DESCRIPTION OF THE TASK:
Of the lines below, write out exactly those from the line with "8. **Prometheus metrics**, **scan-code" through the line with "Also worth saying", both included, and skip the rest.

DATA FOR THE TASK:
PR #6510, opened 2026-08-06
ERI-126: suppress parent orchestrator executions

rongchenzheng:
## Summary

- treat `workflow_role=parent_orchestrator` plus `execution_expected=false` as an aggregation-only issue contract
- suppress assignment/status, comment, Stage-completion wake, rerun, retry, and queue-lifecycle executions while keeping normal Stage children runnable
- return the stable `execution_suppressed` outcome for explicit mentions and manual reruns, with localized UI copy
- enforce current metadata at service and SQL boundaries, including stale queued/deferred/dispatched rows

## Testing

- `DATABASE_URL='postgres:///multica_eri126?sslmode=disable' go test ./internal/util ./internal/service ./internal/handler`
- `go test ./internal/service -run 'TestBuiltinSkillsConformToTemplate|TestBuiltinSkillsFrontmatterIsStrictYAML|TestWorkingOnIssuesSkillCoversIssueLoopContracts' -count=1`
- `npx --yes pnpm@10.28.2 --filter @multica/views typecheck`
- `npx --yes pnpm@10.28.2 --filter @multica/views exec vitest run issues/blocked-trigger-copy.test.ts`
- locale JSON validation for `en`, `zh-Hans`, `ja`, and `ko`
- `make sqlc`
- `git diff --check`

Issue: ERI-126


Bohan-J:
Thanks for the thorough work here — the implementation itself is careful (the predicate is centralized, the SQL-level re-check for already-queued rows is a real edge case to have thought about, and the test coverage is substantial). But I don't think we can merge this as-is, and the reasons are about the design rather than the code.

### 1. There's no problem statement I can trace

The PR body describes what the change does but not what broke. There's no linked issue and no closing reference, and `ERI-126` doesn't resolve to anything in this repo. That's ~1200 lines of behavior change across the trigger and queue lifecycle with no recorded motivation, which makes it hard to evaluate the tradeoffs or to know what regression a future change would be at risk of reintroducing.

--

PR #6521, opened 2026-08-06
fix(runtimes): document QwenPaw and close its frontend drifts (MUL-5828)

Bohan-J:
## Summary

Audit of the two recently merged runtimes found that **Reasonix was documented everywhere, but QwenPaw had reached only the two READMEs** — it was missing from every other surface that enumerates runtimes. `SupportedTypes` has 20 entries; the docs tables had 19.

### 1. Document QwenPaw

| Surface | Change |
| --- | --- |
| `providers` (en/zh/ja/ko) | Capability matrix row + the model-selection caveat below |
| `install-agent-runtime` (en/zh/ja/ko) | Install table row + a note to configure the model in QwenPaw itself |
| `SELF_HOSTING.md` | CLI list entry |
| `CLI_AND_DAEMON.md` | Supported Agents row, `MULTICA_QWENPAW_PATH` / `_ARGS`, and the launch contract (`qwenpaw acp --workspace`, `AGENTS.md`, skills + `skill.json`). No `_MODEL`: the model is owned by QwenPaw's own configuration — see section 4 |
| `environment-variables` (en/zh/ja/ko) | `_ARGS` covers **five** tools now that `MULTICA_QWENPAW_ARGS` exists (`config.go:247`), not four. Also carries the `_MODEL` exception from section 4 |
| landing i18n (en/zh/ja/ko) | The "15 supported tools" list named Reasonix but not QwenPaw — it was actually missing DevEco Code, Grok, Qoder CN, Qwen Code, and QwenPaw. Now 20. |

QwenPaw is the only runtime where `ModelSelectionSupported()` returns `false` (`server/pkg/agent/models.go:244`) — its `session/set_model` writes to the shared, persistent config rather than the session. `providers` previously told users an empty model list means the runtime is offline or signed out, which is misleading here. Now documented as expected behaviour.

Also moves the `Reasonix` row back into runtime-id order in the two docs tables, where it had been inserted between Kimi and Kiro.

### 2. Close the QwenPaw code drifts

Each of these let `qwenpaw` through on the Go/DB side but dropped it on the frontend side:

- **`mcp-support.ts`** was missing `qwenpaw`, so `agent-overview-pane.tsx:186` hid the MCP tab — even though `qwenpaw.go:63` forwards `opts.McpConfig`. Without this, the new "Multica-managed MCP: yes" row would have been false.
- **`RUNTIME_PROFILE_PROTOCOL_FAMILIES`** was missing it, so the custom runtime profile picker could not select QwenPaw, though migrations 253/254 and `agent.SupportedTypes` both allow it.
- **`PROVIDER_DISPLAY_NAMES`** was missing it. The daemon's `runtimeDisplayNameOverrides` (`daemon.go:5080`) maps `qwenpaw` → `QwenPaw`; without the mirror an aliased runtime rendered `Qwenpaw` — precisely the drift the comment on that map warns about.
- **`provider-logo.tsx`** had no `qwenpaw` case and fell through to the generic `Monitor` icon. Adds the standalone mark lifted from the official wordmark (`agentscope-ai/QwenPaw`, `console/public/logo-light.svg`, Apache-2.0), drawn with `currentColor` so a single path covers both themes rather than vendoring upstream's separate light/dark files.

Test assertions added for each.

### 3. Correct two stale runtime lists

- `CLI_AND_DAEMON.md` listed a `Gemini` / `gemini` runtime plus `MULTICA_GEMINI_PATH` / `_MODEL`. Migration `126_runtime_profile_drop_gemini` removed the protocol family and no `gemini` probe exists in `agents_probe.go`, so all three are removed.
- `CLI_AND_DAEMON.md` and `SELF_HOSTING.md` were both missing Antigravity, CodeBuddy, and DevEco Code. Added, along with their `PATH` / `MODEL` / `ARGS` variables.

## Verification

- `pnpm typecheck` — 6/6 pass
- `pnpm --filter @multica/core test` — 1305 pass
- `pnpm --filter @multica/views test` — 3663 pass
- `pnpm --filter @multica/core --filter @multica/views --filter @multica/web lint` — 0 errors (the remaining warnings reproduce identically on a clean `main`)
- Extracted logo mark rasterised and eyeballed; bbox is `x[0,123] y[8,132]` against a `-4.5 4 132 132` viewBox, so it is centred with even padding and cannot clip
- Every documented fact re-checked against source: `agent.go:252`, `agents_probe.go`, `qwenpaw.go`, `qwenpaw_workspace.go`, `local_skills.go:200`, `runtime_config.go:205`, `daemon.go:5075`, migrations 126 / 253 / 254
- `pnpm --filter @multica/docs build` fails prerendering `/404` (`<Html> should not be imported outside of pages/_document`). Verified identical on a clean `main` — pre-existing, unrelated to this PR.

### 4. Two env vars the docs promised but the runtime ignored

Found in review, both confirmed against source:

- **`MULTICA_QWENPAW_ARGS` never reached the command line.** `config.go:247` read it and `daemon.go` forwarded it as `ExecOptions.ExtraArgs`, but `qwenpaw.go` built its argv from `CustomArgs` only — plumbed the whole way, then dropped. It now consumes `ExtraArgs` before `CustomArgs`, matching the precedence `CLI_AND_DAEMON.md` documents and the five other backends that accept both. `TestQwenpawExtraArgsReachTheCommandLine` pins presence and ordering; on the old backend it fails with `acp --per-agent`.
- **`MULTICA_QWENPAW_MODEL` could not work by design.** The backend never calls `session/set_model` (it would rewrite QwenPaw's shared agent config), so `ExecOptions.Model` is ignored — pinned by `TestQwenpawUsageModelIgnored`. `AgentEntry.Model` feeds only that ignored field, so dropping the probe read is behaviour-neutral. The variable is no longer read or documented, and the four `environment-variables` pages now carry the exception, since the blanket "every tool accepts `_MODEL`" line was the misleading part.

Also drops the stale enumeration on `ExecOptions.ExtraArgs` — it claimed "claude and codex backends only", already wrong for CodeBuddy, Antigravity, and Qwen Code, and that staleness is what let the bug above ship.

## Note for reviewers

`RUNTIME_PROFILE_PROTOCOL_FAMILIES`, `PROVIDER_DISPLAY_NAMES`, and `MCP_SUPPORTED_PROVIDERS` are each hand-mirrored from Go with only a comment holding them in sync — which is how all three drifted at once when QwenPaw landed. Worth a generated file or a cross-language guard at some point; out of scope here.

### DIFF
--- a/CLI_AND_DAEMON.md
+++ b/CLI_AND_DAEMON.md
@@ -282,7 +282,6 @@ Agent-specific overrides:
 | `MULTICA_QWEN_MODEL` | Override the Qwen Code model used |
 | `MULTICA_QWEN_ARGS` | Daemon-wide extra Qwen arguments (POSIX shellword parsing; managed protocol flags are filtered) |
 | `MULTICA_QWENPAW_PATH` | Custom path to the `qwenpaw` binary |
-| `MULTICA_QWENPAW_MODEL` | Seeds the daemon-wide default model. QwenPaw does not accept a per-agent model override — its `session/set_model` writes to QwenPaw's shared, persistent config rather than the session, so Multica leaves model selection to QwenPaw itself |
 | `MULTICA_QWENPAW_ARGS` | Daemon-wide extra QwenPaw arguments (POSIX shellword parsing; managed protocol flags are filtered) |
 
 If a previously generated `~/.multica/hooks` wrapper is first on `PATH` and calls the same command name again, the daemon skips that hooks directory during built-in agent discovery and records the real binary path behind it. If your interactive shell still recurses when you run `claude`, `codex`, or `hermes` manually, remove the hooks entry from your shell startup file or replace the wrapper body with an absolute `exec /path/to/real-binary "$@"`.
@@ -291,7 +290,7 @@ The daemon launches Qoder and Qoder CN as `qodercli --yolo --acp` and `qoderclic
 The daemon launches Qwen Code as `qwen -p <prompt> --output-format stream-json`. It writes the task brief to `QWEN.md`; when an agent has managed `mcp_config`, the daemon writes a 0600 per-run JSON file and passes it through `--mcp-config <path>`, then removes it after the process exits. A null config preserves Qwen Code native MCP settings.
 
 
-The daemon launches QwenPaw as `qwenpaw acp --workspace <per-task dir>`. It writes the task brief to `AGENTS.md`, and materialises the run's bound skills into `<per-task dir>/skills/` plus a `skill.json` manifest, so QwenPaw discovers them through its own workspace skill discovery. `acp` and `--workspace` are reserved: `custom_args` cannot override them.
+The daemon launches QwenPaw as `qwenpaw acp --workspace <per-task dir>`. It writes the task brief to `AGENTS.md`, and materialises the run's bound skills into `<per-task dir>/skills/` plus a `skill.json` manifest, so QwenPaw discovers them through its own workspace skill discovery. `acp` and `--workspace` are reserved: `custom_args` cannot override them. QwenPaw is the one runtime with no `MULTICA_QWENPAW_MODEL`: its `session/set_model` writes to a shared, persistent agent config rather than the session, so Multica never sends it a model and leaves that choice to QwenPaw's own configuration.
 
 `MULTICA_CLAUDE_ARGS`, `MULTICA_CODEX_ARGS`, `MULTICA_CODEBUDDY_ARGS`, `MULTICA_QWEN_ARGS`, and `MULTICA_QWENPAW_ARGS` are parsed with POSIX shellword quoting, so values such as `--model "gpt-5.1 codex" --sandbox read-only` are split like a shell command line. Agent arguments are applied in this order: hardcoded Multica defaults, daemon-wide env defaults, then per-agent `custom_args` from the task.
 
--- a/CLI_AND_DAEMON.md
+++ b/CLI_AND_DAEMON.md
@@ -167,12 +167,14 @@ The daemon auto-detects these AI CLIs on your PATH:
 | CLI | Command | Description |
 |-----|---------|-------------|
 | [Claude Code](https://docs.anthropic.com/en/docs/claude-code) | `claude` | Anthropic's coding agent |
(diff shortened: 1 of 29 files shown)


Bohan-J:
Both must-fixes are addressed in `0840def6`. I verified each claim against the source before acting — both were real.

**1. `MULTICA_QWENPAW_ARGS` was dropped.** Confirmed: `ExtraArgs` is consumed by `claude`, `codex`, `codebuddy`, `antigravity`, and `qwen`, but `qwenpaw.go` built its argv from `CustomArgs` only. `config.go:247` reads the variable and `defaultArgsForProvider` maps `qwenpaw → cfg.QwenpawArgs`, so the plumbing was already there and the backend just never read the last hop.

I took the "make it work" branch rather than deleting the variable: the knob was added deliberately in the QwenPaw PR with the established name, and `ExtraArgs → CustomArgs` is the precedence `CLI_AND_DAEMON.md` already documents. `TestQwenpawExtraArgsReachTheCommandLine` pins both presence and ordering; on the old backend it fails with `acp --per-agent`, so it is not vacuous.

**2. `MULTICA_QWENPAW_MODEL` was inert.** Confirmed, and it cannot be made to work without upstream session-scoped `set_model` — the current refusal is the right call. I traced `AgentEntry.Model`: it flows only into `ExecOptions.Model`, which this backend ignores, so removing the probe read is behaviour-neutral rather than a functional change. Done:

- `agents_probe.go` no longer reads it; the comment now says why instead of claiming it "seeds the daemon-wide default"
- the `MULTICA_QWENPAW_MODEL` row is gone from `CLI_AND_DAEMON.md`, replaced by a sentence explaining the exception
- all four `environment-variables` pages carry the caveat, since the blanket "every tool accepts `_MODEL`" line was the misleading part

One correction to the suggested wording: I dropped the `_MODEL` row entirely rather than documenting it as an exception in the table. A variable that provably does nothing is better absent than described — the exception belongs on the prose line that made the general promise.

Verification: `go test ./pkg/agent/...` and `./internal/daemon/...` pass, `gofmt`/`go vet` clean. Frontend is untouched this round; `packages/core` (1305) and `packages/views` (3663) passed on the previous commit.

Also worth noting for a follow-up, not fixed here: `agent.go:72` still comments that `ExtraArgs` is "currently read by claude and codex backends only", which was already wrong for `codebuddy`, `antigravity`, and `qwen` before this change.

---

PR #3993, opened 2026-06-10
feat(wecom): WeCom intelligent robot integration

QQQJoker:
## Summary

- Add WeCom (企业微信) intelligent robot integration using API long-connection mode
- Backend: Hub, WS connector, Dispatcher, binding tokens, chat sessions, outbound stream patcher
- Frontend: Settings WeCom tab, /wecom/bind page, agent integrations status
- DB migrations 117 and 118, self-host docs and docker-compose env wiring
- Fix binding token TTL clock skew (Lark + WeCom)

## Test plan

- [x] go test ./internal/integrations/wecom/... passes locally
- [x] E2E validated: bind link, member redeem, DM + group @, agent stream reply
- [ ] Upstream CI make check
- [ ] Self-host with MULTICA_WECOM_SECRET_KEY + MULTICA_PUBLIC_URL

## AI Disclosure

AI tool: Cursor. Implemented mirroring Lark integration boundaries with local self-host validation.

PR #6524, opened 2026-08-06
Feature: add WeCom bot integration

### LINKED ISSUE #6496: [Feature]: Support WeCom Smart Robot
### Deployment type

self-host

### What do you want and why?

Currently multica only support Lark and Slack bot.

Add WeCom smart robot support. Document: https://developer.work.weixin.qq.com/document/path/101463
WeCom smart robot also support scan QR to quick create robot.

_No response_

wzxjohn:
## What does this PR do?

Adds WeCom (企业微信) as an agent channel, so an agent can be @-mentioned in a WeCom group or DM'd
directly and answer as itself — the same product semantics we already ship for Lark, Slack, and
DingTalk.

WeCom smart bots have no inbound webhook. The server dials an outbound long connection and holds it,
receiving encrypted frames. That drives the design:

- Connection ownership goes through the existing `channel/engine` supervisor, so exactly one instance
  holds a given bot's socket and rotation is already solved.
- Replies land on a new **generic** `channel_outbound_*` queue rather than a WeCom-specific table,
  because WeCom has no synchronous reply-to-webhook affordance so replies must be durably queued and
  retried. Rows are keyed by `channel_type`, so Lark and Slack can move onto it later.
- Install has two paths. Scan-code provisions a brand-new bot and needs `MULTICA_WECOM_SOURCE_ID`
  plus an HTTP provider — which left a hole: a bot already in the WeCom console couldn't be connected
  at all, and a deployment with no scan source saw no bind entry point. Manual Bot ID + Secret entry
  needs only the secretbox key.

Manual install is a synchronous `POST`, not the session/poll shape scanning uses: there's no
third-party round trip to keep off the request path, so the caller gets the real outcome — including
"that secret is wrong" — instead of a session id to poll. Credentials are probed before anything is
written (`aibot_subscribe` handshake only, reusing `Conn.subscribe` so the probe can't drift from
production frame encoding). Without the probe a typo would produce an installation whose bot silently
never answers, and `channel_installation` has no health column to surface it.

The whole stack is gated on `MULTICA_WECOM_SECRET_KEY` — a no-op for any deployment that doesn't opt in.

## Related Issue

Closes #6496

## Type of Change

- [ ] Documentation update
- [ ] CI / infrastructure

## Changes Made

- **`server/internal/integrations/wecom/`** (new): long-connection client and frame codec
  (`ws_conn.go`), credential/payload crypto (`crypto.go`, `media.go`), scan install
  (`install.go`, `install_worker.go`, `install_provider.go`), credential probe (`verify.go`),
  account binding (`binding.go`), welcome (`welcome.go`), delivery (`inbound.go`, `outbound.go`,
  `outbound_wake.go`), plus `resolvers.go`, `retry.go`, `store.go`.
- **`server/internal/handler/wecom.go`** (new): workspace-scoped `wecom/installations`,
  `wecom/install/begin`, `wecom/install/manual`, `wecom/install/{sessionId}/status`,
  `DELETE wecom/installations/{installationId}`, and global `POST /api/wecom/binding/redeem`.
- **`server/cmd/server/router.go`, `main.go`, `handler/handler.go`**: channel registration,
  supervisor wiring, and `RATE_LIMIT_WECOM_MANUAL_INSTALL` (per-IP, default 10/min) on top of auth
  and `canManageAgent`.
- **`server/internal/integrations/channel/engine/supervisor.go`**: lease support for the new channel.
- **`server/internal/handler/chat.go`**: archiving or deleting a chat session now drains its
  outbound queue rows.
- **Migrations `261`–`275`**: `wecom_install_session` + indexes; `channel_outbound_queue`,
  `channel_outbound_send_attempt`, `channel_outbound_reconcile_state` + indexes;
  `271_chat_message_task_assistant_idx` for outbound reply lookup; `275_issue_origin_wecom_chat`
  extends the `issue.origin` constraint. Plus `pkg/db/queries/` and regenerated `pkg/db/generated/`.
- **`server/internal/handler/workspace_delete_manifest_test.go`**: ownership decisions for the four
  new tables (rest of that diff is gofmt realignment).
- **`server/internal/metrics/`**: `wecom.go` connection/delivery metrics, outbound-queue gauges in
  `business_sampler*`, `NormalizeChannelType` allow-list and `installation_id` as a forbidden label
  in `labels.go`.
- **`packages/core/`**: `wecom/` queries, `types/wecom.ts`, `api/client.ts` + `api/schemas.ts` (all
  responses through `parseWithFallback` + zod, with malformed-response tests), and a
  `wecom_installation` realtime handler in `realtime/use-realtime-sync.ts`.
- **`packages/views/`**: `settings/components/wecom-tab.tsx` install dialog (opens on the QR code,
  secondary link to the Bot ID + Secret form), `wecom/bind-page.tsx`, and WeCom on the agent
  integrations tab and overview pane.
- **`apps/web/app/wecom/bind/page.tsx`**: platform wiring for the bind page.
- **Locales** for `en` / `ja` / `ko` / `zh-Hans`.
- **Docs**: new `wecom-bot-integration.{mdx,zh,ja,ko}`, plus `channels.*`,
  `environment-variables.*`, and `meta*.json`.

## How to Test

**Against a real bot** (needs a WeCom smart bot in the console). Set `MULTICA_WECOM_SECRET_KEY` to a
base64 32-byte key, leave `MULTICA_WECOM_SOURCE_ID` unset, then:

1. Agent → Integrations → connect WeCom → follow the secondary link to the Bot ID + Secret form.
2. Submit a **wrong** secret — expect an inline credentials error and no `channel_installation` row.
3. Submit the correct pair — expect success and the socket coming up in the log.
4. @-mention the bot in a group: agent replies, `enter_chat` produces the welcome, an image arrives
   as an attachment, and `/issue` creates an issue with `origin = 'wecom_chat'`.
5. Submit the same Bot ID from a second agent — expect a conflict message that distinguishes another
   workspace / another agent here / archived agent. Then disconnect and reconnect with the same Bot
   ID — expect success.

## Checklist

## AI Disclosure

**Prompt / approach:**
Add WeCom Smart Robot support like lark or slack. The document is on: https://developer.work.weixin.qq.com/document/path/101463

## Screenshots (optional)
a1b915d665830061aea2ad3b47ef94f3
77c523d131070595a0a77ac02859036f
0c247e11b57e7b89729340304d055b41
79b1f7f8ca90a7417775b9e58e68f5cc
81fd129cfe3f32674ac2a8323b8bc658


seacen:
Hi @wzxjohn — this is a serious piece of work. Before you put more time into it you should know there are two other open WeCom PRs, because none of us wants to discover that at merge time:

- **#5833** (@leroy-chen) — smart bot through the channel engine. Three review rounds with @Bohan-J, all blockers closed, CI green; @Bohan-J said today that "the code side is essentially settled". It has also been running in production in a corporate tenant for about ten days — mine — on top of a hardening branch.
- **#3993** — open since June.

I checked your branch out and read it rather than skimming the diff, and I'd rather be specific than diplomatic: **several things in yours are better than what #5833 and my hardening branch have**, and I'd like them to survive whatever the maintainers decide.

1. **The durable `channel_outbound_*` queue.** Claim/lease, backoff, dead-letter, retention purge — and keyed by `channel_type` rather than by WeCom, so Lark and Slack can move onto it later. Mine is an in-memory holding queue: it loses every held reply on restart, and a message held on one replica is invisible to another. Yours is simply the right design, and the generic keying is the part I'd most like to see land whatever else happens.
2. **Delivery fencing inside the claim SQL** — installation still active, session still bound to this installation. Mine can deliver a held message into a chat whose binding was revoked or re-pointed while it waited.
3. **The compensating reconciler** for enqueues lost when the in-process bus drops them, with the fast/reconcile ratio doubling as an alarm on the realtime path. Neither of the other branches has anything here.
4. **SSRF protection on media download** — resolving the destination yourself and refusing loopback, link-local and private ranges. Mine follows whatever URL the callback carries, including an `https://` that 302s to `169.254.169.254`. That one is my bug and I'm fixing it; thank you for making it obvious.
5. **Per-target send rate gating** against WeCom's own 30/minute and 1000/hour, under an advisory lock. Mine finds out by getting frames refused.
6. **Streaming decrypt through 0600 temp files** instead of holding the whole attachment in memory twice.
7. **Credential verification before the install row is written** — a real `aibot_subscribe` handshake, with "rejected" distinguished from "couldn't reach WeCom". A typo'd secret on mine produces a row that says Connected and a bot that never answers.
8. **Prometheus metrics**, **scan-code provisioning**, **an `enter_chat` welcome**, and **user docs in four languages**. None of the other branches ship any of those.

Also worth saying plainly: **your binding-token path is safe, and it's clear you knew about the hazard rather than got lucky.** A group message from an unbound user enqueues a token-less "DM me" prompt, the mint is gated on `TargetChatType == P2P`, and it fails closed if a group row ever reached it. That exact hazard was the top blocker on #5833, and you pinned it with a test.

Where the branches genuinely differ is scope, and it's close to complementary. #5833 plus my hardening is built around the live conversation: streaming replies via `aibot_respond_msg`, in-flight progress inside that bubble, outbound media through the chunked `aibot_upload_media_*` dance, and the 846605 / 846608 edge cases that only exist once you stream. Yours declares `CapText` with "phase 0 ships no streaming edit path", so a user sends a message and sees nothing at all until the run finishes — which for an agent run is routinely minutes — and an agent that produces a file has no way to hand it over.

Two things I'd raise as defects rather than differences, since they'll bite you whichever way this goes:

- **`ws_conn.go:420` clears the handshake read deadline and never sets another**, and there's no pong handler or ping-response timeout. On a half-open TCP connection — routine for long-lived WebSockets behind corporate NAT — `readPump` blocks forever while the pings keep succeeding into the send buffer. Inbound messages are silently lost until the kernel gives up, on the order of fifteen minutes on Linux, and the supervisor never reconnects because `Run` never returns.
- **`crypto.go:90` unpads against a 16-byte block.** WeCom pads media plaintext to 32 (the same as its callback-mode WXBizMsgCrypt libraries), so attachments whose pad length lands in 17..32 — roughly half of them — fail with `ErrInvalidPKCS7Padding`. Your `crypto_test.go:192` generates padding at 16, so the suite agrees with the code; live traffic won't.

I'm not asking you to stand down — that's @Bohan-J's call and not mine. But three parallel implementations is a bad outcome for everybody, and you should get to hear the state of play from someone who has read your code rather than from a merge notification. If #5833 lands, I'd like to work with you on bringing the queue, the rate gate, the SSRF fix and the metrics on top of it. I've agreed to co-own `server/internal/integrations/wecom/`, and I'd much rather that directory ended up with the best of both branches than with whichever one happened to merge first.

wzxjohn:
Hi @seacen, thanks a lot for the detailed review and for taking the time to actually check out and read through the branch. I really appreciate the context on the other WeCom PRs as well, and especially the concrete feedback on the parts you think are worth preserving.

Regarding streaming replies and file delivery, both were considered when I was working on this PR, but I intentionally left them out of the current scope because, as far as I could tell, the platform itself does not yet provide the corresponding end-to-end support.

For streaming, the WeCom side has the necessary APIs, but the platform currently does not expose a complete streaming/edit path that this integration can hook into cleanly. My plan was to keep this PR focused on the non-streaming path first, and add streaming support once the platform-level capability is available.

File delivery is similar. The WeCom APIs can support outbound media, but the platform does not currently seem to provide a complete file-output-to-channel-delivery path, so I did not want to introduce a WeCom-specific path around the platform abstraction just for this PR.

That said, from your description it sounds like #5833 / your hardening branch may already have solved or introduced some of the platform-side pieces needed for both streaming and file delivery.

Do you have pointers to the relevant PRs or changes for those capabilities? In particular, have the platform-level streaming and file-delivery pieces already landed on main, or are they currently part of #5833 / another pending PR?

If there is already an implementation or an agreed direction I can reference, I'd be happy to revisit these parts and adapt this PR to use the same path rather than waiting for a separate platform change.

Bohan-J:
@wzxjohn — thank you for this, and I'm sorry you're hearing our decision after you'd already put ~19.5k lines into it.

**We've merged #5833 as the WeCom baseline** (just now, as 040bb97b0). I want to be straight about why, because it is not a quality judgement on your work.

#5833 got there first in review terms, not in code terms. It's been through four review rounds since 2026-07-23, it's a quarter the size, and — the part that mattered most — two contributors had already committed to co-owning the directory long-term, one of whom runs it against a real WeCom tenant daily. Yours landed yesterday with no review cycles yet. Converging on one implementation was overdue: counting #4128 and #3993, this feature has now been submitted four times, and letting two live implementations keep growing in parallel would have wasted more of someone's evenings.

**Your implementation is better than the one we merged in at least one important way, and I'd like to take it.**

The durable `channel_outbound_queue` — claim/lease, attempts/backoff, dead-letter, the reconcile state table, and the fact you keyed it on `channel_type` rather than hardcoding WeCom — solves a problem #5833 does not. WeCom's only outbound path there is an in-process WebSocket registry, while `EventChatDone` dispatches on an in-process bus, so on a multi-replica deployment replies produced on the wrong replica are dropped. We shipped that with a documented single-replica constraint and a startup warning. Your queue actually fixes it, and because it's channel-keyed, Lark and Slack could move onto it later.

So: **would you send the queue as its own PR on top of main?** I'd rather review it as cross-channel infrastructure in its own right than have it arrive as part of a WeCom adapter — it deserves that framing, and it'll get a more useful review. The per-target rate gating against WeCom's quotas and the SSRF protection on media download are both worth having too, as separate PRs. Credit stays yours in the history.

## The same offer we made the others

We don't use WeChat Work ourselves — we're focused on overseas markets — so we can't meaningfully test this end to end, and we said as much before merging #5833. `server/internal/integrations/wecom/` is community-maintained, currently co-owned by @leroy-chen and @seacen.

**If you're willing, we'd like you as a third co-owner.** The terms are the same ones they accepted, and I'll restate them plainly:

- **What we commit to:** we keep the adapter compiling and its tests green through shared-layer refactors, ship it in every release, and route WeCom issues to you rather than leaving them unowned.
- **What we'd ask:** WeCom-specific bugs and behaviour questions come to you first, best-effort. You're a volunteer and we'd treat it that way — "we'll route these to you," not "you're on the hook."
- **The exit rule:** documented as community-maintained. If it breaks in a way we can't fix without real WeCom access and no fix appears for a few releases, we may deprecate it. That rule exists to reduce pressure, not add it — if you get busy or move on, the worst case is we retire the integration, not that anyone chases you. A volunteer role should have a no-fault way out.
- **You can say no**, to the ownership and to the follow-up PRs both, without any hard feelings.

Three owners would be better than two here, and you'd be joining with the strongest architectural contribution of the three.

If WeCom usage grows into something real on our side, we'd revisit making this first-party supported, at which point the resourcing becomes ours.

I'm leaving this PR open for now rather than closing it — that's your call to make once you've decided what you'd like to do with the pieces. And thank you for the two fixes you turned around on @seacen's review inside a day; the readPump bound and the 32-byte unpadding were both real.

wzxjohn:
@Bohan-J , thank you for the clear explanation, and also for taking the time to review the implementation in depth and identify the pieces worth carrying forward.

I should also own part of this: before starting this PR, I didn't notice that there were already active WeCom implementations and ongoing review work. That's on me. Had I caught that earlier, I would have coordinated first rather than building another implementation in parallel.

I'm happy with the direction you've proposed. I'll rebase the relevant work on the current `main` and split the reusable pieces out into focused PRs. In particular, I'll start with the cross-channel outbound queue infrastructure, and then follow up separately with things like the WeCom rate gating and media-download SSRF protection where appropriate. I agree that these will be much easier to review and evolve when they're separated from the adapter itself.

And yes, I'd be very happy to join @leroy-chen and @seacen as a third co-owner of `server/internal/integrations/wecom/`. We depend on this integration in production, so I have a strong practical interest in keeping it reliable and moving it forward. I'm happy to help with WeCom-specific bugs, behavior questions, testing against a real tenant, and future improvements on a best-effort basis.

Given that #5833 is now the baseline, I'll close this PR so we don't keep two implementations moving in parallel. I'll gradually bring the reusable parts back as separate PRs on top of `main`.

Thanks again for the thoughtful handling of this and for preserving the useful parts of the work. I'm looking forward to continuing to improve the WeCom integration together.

RESPONSE FOR THIS EXERCISE:
8. **Prometheus metrics**, **scan-code provisioning**, **an `enter_chat` welcome**, and **user docs in four languages**. None of the other branches ship any of those.

Also worth saying plainly: **your binding-token path is safe, and it's clear you knew about the hazard rather than got lucky.** A group message from an unbound user enqueues a token-less "DM me" prompt, the mint is gated on `TargetChatType == P2P`, and it fails closed if a group row ever reached it. That exact hazard was the top blocker on #5833, and you pinned it with a test.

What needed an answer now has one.